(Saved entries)
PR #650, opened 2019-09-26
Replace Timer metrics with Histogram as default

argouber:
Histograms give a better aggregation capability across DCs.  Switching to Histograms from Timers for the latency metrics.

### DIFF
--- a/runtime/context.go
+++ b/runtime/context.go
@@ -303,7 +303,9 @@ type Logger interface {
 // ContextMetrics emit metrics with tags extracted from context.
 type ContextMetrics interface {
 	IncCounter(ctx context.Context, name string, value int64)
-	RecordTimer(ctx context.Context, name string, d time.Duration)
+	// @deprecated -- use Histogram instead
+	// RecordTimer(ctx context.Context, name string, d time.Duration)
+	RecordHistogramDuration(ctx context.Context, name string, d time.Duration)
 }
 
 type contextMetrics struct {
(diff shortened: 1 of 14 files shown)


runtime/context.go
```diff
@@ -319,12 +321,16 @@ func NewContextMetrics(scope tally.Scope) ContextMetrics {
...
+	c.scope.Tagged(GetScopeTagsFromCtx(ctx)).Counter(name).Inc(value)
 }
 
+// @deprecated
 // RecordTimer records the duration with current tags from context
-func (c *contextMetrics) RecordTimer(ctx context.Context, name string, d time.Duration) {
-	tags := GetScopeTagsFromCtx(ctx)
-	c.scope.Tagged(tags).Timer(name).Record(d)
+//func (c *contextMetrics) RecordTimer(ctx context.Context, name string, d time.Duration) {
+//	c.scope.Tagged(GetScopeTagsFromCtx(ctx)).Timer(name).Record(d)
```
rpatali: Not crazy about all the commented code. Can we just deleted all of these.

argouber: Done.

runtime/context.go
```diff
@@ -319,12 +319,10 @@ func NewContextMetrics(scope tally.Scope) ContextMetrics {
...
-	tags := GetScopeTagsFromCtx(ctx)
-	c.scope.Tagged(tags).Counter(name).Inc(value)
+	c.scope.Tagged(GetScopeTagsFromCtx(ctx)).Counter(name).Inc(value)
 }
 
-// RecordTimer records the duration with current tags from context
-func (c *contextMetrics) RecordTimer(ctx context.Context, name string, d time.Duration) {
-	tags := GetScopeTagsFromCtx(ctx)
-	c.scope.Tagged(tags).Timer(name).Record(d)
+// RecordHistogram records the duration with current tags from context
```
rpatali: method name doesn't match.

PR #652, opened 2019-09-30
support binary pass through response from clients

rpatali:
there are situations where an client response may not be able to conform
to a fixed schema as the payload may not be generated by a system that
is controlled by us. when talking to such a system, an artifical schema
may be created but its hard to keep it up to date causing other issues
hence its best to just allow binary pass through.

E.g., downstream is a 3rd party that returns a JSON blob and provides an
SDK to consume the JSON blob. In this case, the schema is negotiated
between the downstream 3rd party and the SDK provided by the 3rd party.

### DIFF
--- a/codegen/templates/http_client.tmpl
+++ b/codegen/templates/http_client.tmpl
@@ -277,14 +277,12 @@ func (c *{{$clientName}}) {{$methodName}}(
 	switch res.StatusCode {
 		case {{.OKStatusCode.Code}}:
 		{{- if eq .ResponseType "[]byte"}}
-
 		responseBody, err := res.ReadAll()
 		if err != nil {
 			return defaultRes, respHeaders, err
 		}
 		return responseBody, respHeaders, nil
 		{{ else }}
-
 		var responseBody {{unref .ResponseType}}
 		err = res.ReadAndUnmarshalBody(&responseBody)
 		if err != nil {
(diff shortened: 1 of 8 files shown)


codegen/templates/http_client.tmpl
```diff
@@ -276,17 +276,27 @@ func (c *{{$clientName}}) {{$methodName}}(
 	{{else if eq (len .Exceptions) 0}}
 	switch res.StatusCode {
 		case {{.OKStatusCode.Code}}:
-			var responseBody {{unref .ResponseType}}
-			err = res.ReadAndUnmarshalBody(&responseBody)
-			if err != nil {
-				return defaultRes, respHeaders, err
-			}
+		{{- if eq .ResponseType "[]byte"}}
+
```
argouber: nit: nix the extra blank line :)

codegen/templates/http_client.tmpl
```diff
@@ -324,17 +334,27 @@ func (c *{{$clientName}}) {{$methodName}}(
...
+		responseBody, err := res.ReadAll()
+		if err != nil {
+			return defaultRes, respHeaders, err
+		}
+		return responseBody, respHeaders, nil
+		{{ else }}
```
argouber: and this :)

...

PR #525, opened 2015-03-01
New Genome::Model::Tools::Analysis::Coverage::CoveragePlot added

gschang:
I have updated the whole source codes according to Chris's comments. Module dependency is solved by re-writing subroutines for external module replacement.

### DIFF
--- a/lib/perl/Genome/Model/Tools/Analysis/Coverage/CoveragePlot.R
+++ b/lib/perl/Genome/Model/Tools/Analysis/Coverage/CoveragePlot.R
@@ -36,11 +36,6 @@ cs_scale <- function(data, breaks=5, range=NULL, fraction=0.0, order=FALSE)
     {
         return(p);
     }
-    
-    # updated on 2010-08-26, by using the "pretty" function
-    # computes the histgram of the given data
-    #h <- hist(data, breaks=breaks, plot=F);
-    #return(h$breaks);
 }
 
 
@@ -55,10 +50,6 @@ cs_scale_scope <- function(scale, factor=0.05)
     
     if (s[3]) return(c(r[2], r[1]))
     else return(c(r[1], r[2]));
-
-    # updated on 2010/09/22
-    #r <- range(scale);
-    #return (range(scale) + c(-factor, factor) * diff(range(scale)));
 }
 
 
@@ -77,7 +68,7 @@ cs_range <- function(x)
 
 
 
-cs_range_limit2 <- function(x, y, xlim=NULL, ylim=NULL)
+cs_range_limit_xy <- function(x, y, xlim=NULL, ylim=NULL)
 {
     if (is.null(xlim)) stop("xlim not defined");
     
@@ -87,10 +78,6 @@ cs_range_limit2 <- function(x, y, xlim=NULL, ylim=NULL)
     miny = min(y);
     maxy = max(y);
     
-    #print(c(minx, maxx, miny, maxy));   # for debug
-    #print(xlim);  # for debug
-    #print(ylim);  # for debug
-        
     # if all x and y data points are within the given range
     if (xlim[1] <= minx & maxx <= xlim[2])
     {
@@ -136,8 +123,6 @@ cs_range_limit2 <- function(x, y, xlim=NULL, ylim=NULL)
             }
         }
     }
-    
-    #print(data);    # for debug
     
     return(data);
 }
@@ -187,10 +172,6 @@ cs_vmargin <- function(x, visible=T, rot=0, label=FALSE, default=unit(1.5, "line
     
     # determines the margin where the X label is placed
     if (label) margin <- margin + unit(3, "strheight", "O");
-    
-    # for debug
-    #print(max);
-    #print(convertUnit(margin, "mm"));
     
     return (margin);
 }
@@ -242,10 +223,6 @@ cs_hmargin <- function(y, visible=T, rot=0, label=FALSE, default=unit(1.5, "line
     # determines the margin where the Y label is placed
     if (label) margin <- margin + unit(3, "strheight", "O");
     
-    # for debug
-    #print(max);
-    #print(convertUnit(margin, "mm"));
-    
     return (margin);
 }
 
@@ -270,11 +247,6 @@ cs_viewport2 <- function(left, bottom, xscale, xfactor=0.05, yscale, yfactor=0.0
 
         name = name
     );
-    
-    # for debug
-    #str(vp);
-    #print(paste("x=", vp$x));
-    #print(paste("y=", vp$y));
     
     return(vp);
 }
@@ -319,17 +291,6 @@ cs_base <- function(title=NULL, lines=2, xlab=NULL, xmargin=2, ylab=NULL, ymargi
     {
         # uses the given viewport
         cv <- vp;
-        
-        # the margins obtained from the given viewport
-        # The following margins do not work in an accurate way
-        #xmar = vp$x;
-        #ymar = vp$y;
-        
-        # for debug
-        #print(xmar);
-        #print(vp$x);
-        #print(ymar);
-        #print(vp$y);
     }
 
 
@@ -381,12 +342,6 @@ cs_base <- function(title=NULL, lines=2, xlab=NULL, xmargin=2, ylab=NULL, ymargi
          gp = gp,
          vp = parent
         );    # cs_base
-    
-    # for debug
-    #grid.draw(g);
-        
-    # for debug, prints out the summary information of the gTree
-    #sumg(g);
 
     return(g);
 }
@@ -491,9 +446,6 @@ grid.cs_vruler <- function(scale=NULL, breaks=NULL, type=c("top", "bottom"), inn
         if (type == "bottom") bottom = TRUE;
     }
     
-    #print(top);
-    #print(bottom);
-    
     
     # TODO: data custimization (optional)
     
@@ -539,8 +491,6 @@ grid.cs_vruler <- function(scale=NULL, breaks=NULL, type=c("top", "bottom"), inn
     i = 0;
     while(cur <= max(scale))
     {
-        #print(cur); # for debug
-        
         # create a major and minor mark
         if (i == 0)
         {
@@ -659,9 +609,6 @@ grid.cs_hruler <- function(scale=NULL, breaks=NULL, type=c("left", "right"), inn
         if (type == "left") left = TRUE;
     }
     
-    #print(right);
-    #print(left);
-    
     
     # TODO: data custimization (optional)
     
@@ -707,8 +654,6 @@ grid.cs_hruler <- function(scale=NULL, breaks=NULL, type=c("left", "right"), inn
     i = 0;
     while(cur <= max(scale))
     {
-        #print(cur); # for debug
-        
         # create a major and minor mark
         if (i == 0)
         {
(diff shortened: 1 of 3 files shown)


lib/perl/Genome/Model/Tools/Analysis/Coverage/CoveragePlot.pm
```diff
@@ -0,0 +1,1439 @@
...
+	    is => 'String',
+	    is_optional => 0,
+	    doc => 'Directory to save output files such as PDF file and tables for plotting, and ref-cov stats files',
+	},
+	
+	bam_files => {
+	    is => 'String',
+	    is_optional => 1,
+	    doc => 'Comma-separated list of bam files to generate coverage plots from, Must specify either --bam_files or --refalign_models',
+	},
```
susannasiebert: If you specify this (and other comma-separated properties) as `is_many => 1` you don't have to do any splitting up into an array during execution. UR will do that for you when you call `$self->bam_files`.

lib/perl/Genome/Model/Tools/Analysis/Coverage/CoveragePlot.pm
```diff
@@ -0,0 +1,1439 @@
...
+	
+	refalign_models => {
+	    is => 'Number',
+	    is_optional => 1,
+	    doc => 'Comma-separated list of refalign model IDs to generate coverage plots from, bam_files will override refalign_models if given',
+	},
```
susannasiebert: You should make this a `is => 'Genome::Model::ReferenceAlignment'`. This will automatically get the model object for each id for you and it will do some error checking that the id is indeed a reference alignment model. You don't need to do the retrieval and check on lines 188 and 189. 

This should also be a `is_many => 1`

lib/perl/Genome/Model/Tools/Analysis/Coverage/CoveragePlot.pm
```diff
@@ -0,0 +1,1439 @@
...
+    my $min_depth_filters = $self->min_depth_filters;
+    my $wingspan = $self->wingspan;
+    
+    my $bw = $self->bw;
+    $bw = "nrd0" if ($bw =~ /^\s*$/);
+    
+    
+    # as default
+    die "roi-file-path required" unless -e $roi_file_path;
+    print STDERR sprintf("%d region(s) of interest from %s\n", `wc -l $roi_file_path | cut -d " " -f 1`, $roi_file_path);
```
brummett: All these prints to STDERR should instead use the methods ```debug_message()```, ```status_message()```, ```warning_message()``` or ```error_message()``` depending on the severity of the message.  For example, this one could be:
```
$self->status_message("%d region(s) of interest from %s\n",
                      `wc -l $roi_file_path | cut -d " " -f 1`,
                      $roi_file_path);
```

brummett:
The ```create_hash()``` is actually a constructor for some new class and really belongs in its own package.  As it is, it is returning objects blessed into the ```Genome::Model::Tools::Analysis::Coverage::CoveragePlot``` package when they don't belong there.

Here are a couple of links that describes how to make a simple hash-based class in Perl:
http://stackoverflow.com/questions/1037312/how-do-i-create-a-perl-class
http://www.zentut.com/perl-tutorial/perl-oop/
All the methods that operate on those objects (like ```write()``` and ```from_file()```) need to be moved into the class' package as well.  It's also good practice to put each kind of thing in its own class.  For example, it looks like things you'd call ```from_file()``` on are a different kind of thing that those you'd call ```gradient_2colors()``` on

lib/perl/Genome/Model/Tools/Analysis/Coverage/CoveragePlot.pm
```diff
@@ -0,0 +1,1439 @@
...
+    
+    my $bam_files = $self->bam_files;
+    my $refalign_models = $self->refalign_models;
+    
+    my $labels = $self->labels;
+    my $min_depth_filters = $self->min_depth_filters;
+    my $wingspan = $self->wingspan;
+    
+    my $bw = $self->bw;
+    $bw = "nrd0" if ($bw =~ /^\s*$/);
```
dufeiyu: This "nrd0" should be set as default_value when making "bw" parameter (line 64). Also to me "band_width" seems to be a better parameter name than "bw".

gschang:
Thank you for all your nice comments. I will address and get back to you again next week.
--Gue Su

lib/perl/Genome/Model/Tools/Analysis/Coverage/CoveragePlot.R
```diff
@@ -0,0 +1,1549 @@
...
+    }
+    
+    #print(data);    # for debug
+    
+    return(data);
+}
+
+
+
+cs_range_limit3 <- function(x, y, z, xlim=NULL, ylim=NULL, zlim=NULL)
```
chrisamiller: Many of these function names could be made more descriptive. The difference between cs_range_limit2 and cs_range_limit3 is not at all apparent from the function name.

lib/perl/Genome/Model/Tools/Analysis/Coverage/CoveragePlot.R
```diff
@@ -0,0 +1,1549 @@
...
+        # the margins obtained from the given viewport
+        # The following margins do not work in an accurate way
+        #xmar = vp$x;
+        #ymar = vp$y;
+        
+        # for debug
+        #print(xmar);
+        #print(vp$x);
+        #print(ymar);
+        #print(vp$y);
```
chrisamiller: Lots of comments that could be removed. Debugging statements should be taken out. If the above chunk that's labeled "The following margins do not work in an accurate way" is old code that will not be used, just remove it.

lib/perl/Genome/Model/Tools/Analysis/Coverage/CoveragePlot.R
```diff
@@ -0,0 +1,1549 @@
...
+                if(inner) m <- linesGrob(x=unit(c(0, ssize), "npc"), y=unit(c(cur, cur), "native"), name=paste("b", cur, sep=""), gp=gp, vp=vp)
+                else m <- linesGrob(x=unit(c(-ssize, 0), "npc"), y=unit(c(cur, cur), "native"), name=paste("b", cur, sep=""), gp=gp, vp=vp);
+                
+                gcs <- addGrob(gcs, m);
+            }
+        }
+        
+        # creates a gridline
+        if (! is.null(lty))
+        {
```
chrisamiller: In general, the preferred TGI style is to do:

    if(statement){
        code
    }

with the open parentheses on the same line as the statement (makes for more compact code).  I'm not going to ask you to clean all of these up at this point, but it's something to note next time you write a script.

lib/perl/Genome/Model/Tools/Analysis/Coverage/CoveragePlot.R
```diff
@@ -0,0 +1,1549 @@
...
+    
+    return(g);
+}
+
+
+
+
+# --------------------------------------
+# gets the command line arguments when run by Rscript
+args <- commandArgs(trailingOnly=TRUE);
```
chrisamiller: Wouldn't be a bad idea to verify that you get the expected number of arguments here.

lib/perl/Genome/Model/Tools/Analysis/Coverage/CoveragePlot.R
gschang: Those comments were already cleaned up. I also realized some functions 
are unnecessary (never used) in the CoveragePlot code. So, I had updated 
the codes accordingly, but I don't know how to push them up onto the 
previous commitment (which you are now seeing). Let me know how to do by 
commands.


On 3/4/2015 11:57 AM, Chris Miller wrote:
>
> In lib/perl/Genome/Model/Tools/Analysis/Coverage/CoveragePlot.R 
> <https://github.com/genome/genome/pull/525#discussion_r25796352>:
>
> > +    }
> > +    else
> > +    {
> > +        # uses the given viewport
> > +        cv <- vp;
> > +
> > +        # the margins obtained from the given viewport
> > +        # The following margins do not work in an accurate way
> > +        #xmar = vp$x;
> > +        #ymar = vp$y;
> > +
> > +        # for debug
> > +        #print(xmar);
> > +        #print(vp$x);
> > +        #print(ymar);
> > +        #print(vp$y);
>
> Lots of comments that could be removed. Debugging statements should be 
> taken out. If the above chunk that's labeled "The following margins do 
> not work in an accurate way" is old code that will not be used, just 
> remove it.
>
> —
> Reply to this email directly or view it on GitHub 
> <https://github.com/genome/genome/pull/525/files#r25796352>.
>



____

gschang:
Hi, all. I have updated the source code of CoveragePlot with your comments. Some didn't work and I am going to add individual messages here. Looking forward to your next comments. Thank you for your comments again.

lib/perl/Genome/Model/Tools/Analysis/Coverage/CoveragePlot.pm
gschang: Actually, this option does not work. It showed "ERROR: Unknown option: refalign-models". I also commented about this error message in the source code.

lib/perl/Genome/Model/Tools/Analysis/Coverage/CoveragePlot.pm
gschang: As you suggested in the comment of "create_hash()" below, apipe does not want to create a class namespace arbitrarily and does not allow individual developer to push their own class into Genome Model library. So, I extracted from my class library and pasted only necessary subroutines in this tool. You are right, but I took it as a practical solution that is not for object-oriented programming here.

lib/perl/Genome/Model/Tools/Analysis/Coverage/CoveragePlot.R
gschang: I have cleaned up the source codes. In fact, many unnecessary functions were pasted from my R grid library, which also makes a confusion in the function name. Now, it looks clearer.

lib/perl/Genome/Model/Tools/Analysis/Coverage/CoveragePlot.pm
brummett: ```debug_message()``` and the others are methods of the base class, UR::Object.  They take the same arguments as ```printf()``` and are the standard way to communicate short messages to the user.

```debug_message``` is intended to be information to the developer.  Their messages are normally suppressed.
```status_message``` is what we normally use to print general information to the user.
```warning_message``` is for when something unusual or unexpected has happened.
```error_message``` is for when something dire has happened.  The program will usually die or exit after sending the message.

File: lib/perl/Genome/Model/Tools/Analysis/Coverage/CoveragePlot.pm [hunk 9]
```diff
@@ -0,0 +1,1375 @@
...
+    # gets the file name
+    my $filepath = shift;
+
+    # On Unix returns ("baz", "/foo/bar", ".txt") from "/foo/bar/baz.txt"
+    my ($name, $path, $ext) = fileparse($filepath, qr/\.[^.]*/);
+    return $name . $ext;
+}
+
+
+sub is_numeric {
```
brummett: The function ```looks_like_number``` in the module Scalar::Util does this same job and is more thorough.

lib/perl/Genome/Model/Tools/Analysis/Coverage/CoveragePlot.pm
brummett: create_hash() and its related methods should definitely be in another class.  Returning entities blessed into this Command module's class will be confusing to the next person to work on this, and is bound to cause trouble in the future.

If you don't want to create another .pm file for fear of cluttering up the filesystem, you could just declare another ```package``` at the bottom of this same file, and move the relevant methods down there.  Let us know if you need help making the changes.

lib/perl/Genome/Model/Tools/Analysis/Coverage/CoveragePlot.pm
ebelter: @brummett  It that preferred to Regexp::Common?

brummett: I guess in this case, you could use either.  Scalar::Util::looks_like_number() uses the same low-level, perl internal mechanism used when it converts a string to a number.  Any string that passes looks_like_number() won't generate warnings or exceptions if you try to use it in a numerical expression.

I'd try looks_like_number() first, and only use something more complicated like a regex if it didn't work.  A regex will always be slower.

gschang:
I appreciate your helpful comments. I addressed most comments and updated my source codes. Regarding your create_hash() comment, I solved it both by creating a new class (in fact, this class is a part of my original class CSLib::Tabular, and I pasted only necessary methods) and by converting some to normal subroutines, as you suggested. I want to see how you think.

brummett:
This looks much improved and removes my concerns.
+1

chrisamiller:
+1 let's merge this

:: What to produce ::
From the data above, pick out each line containing "else" and copy it.

:: Solution below ::
 		{{ else }}
 	{{else if eq (len .Exceptions) 0}}
+		{{ else }}
     else return(c(r[1], r[2]));
+                else m <- linesGrob(x=unit(c(-ssize, 0), "npc"), y=unit(c(cur, cur), "native"), name=paste("b", cur, sep=""), gp=gp, vp=vp);
> > +    else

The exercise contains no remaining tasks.